[Start of Attachment]

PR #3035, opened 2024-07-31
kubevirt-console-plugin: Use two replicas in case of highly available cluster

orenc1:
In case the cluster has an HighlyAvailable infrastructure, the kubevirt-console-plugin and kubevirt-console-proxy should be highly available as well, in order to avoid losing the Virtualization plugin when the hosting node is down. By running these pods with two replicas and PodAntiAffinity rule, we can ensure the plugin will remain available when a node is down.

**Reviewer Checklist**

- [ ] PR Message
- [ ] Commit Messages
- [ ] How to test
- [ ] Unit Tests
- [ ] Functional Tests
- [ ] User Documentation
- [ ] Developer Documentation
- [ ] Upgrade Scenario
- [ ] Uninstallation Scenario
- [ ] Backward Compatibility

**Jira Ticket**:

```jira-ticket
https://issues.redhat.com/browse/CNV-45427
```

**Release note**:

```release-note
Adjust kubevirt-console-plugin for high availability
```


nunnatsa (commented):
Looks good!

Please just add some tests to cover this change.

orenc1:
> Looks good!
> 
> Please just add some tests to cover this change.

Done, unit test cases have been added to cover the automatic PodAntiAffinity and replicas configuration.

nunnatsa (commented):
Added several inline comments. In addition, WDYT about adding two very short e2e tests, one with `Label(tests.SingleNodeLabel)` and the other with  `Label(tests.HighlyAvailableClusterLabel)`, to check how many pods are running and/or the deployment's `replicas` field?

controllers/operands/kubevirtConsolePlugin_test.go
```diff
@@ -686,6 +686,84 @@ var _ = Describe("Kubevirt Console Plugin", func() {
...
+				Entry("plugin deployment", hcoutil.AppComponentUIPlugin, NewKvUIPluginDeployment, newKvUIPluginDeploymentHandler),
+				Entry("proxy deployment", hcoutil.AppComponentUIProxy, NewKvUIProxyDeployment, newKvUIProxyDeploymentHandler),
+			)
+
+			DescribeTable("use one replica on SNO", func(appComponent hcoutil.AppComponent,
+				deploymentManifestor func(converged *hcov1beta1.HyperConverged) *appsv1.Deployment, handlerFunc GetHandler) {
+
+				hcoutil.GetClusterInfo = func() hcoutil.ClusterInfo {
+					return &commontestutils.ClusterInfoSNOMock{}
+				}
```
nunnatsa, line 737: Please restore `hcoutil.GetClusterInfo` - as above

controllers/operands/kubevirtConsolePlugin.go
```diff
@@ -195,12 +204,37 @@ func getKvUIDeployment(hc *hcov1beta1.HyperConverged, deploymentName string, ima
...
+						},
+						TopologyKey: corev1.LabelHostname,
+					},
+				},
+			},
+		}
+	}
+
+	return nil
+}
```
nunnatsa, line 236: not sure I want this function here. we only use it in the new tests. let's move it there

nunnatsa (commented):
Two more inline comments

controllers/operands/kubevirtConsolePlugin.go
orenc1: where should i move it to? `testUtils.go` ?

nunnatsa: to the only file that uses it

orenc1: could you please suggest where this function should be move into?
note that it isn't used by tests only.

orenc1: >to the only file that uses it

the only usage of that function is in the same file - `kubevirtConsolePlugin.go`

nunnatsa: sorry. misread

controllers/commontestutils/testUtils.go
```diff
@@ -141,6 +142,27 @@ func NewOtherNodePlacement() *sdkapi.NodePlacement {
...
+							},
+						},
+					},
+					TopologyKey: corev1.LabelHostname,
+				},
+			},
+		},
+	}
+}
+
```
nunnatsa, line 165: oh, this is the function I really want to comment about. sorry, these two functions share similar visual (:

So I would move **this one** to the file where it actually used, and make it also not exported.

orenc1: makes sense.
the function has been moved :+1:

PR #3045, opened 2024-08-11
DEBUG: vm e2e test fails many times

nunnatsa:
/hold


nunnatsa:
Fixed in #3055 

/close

[End of Attachment]
[Start of Attachment]

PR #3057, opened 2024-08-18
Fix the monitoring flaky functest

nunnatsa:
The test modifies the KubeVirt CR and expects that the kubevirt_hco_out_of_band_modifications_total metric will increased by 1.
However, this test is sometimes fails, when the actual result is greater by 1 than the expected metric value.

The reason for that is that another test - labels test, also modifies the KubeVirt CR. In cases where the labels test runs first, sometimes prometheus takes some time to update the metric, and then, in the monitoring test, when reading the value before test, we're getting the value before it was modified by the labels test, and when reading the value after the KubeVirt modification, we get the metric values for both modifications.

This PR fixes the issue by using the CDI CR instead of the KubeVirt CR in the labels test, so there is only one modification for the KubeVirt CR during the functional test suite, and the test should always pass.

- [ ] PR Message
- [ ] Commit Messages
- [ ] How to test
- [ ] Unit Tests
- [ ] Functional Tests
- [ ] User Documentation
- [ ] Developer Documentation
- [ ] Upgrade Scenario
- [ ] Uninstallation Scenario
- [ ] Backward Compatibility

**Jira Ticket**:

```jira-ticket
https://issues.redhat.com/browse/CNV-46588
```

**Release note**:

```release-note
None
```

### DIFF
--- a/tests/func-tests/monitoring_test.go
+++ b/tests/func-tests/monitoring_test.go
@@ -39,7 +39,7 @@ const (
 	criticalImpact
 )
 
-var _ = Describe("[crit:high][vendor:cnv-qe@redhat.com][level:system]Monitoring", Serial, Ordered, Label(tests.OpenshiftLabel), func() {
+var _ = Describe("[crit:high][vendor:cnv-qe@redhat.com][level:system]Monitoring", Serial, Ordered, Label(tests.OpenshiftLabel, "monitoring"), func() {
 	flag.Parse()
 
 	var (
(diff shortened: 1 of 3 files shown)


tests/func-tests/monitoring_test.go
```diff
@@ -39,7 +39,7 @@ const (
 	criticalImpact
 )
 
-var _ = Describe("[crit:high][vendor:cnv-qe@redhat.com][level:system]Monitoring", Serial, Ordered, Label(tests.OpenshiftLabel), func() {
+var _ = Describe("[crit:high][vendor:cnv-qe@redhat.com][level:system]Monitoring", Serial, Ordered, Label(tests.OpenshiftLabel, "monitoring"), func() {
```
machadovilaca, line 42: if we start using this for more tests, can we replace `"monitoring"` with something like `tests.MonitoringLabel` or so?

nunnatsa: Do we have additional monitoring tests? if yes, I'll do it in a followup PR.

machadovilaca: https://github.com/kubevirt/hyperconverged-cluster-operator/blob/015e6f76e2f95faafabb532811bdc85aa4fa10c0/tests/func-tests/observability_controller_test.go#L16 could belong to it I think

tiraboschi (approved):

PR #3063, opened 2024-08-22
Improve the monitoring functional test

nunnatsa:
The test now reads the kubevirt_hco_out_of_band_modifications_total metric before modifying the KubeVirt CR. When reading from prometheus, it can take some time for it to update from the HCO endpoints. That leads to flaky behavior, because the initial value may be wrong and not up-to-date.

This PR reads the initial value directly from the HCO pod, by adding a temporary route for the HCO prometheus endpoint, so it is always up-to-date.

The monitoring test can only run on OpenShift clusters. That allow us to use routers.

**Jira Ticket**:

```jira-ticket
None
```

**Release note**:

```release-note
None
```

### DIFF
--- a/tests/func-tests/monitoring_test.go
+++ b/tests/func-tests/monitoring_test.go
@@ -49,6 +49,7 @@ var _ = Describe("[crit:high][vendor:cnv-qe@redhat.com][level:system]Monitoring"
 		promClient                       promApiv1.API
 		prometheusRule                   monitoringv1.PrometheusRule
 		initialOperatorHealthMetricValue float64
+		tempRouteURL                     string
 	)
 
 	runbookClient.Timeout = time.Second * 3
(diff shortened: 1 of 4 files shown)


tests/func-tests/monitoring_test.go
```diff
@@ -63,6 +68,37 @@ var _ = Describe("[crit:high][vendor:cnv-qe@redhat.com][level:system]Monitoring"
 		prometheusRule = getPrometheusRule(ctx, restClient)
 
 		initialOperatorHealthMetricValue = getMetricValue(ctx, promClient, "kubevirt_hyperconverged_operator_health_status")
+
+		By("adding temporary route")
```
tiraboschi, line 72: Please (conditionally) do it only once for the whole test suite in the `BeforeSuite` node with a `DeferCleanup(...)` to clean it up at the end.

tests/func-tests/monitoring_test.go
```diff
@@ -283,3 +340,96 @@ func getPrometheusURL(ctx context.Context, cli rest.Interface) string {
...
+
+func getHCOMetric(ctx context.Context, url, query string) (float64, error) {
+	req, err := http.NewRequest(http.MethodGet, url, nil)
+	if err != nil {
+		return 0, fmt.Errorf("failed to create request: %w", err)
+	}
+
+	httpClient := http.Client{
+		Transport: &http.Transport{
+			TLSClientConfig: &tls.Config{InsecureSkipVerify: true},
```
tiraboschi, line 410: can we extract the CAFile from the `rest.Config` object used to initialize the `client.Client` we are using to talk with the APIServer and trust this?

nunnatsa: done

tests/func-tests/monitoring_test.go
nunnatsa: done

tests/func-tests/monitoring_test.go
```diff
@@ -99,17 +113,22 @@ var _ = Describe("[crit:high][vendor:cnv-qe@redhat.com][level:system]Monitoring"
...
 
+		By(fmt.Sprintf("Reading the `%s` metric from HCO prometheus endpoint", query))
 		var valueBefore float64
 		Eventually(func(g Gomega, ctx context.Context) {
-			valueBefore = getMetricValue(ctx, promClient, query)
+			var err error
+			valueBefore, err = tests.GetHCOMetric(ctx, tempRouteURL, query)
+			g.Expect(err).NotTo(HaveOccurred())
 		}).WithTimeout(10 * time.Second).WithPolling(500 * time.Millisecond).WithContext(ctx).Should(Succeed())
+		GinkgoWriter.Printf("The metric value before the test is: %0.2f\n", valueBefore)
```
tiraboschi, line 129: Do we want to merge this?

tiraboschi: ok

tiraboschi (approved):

[End of Attachment]
[Start of Attachment]

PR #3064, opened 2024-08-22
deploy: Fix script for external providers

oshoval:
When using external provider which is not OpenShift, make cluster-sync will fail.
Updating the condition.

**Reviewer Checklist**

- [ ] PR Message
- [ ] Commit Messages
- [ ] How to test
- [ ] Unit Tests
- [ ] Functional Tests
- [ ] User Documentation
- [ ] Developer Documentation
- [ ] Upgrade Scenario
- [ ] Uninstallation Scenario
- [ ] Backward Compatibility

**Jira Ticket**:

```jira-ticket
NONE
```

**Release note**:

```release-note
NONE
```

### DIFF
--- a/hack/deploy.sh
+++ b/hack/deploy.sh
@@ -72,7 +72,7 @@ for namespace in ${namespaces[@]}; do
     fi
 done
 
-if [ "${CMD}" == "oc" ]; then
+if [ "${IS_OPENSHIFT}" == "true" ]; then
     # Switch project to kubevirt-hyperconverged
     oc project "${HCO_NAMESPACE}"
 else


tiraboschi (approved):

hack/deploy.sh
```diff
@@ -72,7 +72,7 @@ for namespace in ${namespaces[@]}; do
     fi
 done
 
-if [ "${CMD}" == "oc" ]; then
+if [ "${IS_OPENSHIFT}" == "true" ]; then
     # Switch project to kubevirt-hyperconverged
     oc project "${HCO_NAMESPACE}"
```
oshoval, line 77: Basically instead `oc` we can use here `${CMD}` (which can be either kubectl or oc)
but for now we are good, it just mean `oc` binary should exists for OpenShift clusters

[End of Attachment]

Every line of the material above that has the string "from" needs pulling out.

SOLUTION TO THIS PROBLEM:
The test now reads the kubevirt_hco_out_of_band_modifications_total metric before modifying the KubeVirt CR. When reading from prometheus, it can take some time for it to update from the HCO endpoints. That leads to flaky behavior, because the initial value may be wrong and not up-to-date.
This PR reads the initial value directly from the HCO pod, by adding a temporary route for the HCO prometheus endpoint, so it is always up-to-date.
tiraboschi, line 410: can we extract the CAFile from the `rest.Config` object used to initialize the `client.Client` we are using to talk with the APIServer and trust this?
+		By(fmt.Sprintf("Reading the `%s` metric from HCO prometheus endpoint", query))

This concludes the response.